There. I said it.
Mushy dialogue sucks. It’s nothing space in your story and sometimes it’s nothing space in your life. You know what I’m talking about, right? You meet some cool human at a coffee house and talk to them and it goes like this:
“Hey.”
“Hey.”
“How’s it shaking?”
“It’s shaking well, thank you.”
“Yeah. Weather is nice, right?”
“It’s quite sunny.”
“Cool.”
“Yes, it’s lovely.”
Random bad dialogue that I just made up
One of my writers in the Writing Barn class that I’m teaching for the next six months, directed me to a blog post about the Five Biggest Writing Mistakes and How to Fix Them and one of those mistakes according to James Scott Bell is marshmallow dialogue.
Bell believes that dialogue is one of the best ways to make a story better or make it absolute trash. He advocates fast-paced dialogue full of tension. Blah dialogue he says is ‘puffy,’ and ‘overly sweet,’ and everyone sounds the same no matter who is speaking.
Bell kindly gives hints about how to make characters sound different from one another.
Those include:
- Making documents written solely in one character’s voice.
- Keep working on it until every character sounds different and you can distinguish them at a glance (I added that)
- Make sure there is tension going on. What do people want? Why are they talking? Do they want the same thing?

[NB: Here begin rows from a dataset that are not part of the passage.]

PR #167, opened 2019-01-31
Included new version of Ktlint plugin into tests

tasomaniac:
Just added the new versions to verify that everything is working as expected.


tasomaniac:
@mr-archano can we also merge this one? It's a little test.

- Make your dialogue simpler. Get rid of extra words. You can cut and copy dialogue into another document and then hack away at it.
He uses the following example of compressed dialogue.
“Mary, are you angry with me?” John asked.
“You’re damn straight I’m mad at you,” Mary said.
“But why? You’ve got absolutely no reason to be!”
“Oh but I do, I do. And you can see it in my face, can’t you?”
The alternative:
“You angry with me?” John asked.
“Damn straight,” Mary said.
“You got no reason to be!”
Mary felt her hands curling into fists.
Bell’s example
I’m annoying and I send my apologies to Mr. Bell, but that example is wonderful at compressing dialogue, but those people? They still sound the same to me. In the first example, they both sound like middle class people who are having a hard time expressing their feelings. In the second example, they sound like people who are expressing their feelings in exactly the same way and are probably are still the same social/economic/education background.
Look at what happens if you keep one character’s original lines and one character’s new lines.
“Mary, are you angry with me?” John asked.
“Damn straight,” Mary said.
“But why? You’ve got absolutely no reason to be!”
Mary’s hands curled into fists.Or….
“You angry with me?” John asked.
“You’re damn straight I’m mad at you,” Mary said.
“But why? You have absolutely no reason to be?”Revision
Mary’s hands curled into fists.
I’d argue that’s even better. For more about how language and dialogue changes with the speakers, check out our Dogs are Smarter than People podcast from last year. And good luck with your dialogue!